Stored items from a collection:

+ + +

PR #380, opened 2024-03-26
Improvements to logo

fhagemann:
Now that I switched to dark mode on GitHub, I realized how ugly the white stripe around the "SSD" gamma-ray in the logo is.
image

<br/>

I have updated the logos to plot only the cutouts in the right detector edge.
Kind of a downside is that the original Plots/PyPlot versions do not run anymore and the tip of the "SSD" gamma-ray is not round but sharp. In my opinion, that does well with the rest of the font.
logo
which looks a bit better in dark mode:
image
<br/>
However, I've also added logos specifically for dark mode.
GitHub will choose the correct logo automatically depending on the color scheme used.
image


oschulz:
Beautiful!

+ + +

> _Task directions_:
For the word "GitHub", return every line of the records that holds it.

> _Answer box_:
Now that I switched to dark mode on GitHub, I realized how ugly the white stripe around the "SSD" gamma-ray in the logo is.
GitHub will choose the correct logo automatically depending on the color scheme used.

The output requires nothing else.